Вернулся Гэтсби с бутылью уникального немецкого белого вина, на бутыли была наклейка, удостоверяющая, что вино это не для продажи, а только для коллекции. Я встал, чтобы принести бокалы, и, хотя Гэтсби пытался сделать это сам, я удержал его сказав: «Извините, Стивен, я все-таки хаузкипер здесь». Получилась шутка.
Гэтсби открыл бутыль, вино было восхитительное. Мы сидели и пили. После нескольких глотков Гэтсби радостно и простодушно вернулся к своей излюбленной теме — к самому себе. Он быстро и судорожно рассказывал, как он устает от своих бесчисленных должностей и обязанностей, как мало спит и как много путешествует. Ефименков слушал его внимательно и, как мне показалось, восторженно.
Оказалось, что Гэтсби как будто нашел человека, который будет вместо него Председателем Совета одной из его самых больших корпораций, она находилась в Калифорнии, таким образом Гэтсби станет легче, и он сможет больше времени проводить в Нью-Йорке, который он, оказывается, очень любит. Это было как раз то, чего я и Линда боялись, что он будет бывать здесь чаще и чаще.
Гэтсби уже увлеченно говорил о том, что на прошлой неделе ему предложили купить искусственный спутник, «свой сателайт» — восторженно говорил Гэтсби, и что стоит списанный государством сателайт не очень дорого, он назвал сумму, которую я тотчас забыл, так она была от меня далека и потому нереальна. Гэтсби, оказывается, раздумывал, покупать или не покупать. Увлеченный Гэтсби выглядел как ребенок. «Сателайт!» — звучало в его устах, как новая игрушка. Так, наверное, и было.
Остановить Гэтсби трудно. С сателайта он перескочил на свою борьбу с японскими фирмами в области компьютеров и столь же быстро переключился на историю с тем самым «его» фильмом: очевидно, Ефименков этой истории не знал.
Гэтсби вещал, а я думал, какого черта я здесь сижу, зачем они меня разбудили и вызвали среди ночи, если он не дает мне слова сказать. Ох, эти мне барские прихоти! Ефименков, тот был очень наглый, и потому, когда было что сказать, говорил, не стесняясь своего деревянного акцента, и говорил упрямо и громко, недаром он читал всю свою жизнь перед многотысячными аудиториями, перед массами.
Перерыв образовался, когда Гэтсби вышел в туалет, отлить.
— Он действительно заработался бедняга, плохо выглядит, нездоровая краснота на лице, ему нужно отдохнуть, он убивает себя работой, — сказал с восхищенным состраданием Ефименков. — И говорит, видишь как, захлебываясь, — продолжал Ефименков, — у него, видимо, нервное истощение.
Ясно, восхищается энергичным капиталистом.

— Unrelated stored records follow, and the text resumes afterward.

PR #11813, opened 2021-09-30
Create ithc env

adusumillipraveen:

```
[ ] Yes
[x] No
```


chrisorisawayi (dismissed):

apps/monitoring/ithc/base/kustomization.yaml
```diff
@@ -0,0 +1,5 @@
+apiVersion: kustomize.config.k8s.io/v1beta1
+kind: Kustomization
+resources:
+  - ../../base
+  - prometheus-values.yaml
```
hannah38, line 5: Filename seems to be monitoring-values.yaml in this case

adusumillipraveen: good shout, realised its wrong in perftest too. Aligned them

hannah38 (approved):

PR #12162, opened 2021-10-19
Use pre-release flux2 for testing

timja:
See https://github.com/fluxcd/source-controller/issues/439#issuecomment-943580625


apps/monitoring/base/kustomize.yaml
```diff
@@ -1,4 +1,4 @@
-apiVersion: kustomize.toolkit.fluxcd.io/v1beta1
+t apiVersion: kustomize.toolkit.fluxcd.io/v1beta1
```
timja, line 1:
```suggestion
apiVersion: kustomize.toolkit.fluxcd.io/v1beta1
```

PR #12379, opened 2021-10-28
updated traefik for new demo AKS cluster

darren221980:

https://tools.hmcts.net/jira/browse/DTSPO-5329

### Change description ###

updated traefik to use new AKS cluster

```
[ ] Yes
[ x] No
```


k8s/namespaces/admin/traefik-private/patches/demo-01.yaml
```diff
@@ -5,4 +5,4 @@ metadata:
   namespace: admin
 spec:
   values:
-    loadBalancerIP: 10.51.31.251
\ No newline at end of file
+    loadBalancerIP: 10.50.80.251
```
thomast1906, line 8: Can you review these IPs? they don't look correct compared to last 10.50.XXX.0 of each subnet

k8s/namespaces/admin/traefik-private/patches/demo-00.yaml
```diff
@@ -5,4 +5,4 @@ metadata:
   namespace: admin
 spec:
   values:
-    loadBalancerIP: 10.51.15.221
\ No newline at end of file
+    loadBalancerIP: 10.50.79.221
```
hannah38, line 8: Hi Darren, can you review these - so k8s/ folder is flux v1 and this is on v2 for demo now - but it should be quick to find those v2 files instead

darren221980: undone the previous change for flux v1 and put changes into the flux v2 folder only.

PR #12593, opened 2021-11-09
DTSPO-5506 Golden Path:  Create NS

mokainos:


k8s/namespaces/labs/kustomization.yaml
```diff
@@ -0,0 +1,6 @@
+apiVersion: kustomize.config.k8s.io/v1beta1
```
timja, line 1: this needs to be added to the environment you are using it in

thomast1906: @mokainos  you need a folder setup like this 
https://github.com/hmcts/cnp-flux-config/tree/master/apps/rpe/base

Doc on setup
https://github.com/hmcts/cnp-flux-config/blob/master/docs/repo-setup.md
https://github.com/hmcts/cnp-flux-config/blob/master/docs/app-deployment.md

timja (dismissed):

timja (approved):

PR #12842, opened 2021-11-22
Try tune the tcp_retries value

nikola-naydenov-hmcts:


verityit (approved):

apps/idam/idam-web-public/preview.yaml
```diff
@@ -4,6 +4,10 @@ metadata:
   name: idam-web-public
   namespace: idam
 spec:
+  securityContext:
```
timja, line 7: this won't do anything, doubt it's available inside the chart and everything in the chart is under values.java anyway

PR #13045, opened 2021-12-02
Update base kustomize with /base and update apiVersion

thomast1906:
### Change description ###
Update base kustomize with /base and update apiVersion

```
[ ] Yes
[X] No
```


timja (approved):
blind approval

PR #13152, opened 2021-12-08
test only perftest00

thomast1906:
### Change description ###
test only perftest00

```
[ ] Yes
[X] No
```


nickmoyni (commented):
I still think tolerations code might be better positioned direct under values, rather than under cve give it a generic toleration for all.

thomast1906:
closing for now

PR #23072, opened 2023-05-25
DTSPO-13897 - Override batch history ttl in prod

endakelly:
https://tools.hmcts.net/jira/browse/DTSPO-13897

### Change description ###
Add override value for batch history ttl
New value being set in updated chart
See https://github.com/hmcts/camunda-bpm/pull/550

```
[ ] Yes
[x] No
```

### DIFF
--- a/apps/camunda/camunda-ui/prod.yaml
+++ b/apps/camunda/camunda-ui/prod.yaml
@@ -6,3 +6,5 @@ spec:
   values:
     java:
       ingressHost: camunda-bpm.platform.hmcts.net
+      environment:
+        CAMUNDA_BATCH_HISTORY_TTL: "P30D"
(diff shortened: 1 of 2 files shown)


timja (commented):
do we want to override the schedule as well to be in the early hours?

apps/camunda/camunda-ui/prod.yaml
```diff
@@ -6,3 +6,5 @@ spec:
   values:
     java:
       ingressHost: camunda-bpm.platform.hmcts.net
+      environment:
+        CAMUNDA_BATCH_HISTORY_TTL: "P30D"
```
timja, line 10: probably want different schedules between these 2 instances of camunda

endakelly: What is the actual difference between these two apps? My understanding is that UI is just the frontend but they use the same image. Just not sure if we should make them different. When I updated the DB_HOST for BPM in other environments and didn't change it for UI so there was a discrepancy between the two which ended up causing issues.

timja (approved):

PR #23147, opened 2023-05-31
Revert "Temporarily  disable AAT Camunda pods"

kunlebalogun:
Reverts hmcts/cnp-flux-config#23132

Vacuum job completed


kunlebalogun:
Enabled Camunda on AAT following long vacuum purge

PR #23194, opened 2023-06-05
add civil-service into the whitelist

LeonardoPalmeiro:
https://tools.hmcts.net/jira/browse/CIV-8643

### Change description ###
Add the civil-service into the whitelist in order to fix  "status" : 403,   "error" : "Access Denied" from civil-service

```
[ ] Yes
[x] No
```


sampankumar (approved):

mdayican (changes requested):
civil team should access through CDAM

PR #23200, opened 2023-06-05
Add service bus secret for et

dharmendrak:


apps/et/preview/sops-secrets/kustomization.yaml
```diff
@@ -0,0 +1,6 @@
+apiVersion: kustomize.config.k8s.io/v1beta1
+kind: Kustomization
+resources:
+  - et-sb-preview.enc.yaml
+  - et-sb-preview.enc.yaml
```
robin-ieong, line 5: seems to be duplicated?

PR #23377, opened 2023-06-15
Update FIC to create one per cluster

reespozzi:
This is to try and create separate resources per cluster so that we can account for the different oidc issuer urls per cluster

```
[ ] Yes
[ ] No
```


reespozzi:
Not too sure how this will work when both using the same managed identity, it may be smart enough to _just work_ - but want to test this

PR #23379, opened 2023-06-15
Fix for EXUI-343 to be deployed on Demo-int-1

kasi-subramaniam:
demo-int-1  needs this  PR  https://github.com/hmcts/rpx-xui-webapp/pull/3079 to be deployed


ernestman28 (approved):
lgtm

PR #23787, opened 2023-07-10
scale up pods and remove average utilizations

codaimaster:
-

### Change description ###
Scale up pods (increase memory request and limit) and remove average utilizations (use defaults)

```
[ ] Yes
[X] No
```

### DIFF
--- a/apps/xui/xui-webapp/prod.yaml
+++ b/apps/xui/xui-webapp/prod.yaml
@@ -8,13 +8,6 @@ spec:
       replicas: 24
       memoryLimits: "3Gi"
       memoryRequests: "1.5Gi"
-      autoscaling:
-        enabled: false
-        maxReplicas: 24
-        cpu:
-          averageUtilization: 70
-        memory:
-          averageUtilization: 70
       ingressHost: manage-case.platform.hmcts.net
       environment:
         HEALTH_CCD_COMPONENT_API: https://gateway.ccd.platform.hmcts.net/health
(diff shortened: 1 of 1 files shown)


andywilkinshmcts (changes requested):
1) I don't think it's a good idea to make this change on prod without testing. 
2) 5gb is a big heap, and a big increase. I think it would be better to  try with 4gb first
3) I think it's a bad idea to specify cpuLimits - it prevents the excess between limits and requests from being available to other pods in the container. You should just have cpuRequests - but I don't know what a suitable value for this would be - you'd have to look at what each pod is actually using

codaimaster:
> 1. I don't think it's a good idea to make this change on prod without testing.
> 2. 5gb is a big heap, and a big increase. I think it would be better to  try with 4gb first
> 3. I think it's a bad idea to specify cpuLimits - it prevents the excess between limits and requests from being available to other pods in the container. You should just have cpuRequests - but I don't know what a suitable value for this would be - you'd have to look at what each pod is actually using

CPU scale up looks indeed unnecessary but mem usage is saturating gradually. So, I'll suggest keeping CPU as is but propose a higher memory. 4gb is fine.

andywilkinshmcts (approved):

cakeben:
I will approve but I don't think it's the correct path to go down, we are not seeing OOMKills on the pods

cakeben (approved):

PR #23812, opened 2023-07-11
AM-2853: Enable dummy env var in orm prod config to allow prod pods to refresh

tomxelliott:


mattnayler:
Closing as emergency pods refresh was not required.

На мой взгляд, толку от Гэтсби было не так много. При всех внешних, казалось бы, проявлениях энергии его, делалось куда меньше, чем Ефименков себе представлял. Больше времени тратилось на перелеты из Коннектикута в Колорадо и Техас, в Нью-Йорк и обратно, на Вест Коаст и в Европу, на ланчи и динеры, каждый часа по два-три и обязательно с французским вином, чем собственно на работу, на бизнес. Французским вином и ланчами и объяснялась нездоровая краснота лица Гэтсби, в его сорок лет у Гэтсби нависал животик над ремешком, небольшой, но живот, да и у самого Ефименкова был уже виден живот, хотя в предыдущие годы был он всегда тонок, как спичка. Я не мог объяснить это все Ефименкову за то короткое время, пока капиталист находился в туалете. Не мог объяснить, что Гэтсби не так эффективен, как Ефименкову кажется, что, может быть, производство автомобилей и другие принадлежащие ему бизнесы вполне могут обойтись и без него, без его суеты, ланчей и динеров, что, может быть, Гэтсби больше тешит свое «Я», чем работает. Я решил, что объясню это Ефименкову как-нибудь потом, но так и не объяснил, не успел, а потом он уехал обратно в Советский Союз.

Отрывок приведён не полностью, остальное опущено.